Going line by line through the listing below, count those with the string "Format" and answer with the number alone.

Given records:

____________________

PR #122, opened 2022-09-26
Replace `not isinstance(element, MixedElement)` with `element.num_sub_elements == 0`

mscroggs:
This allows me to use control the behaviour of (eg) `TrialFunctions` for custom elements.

____________________

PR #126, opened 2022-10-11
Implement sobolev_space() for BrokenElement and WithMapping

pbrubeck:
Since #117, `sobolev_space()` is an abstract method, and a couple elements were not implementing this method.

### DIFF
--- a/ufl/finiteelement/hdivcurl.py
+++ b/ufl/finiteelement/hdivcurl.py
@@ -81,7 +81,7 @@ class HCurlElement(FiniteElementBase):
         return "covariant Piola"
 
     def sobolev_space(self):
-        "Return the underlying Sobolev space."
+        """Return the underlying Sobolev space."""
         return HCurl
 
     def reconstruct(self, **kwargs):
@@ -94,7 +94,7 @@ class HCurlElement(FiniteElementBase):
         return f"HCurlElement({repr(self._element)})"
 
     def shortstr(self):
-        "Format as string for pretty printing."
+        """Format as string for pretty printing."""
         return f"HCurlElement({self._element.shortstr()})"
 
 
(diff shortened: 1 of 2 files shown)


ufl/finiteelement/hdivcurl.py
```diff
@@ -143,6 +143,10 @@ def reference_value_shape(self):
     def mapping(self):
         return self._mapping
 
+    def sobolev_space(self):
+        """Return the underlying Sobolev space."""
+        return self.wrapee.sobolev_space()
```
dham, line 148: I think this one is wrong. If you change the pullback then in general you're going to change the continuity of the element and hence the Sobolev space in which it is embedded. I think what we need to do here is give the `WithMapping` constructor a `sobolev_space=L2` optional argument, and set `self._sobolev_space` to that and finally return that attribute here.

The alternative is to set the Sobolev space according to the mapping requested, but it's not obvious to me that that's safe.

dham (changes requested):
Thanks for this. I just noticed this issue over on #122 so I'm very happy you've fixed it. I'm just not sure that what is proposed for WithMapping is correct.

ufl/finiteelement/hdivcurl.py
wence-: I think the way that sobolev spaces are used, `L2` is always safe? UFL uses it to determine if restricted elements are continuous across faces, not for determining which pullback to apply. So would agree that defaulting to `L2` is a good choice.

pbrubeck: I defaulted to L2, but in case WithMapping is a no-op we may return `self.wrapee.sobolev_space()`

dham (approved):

____________________

Exercise result: 2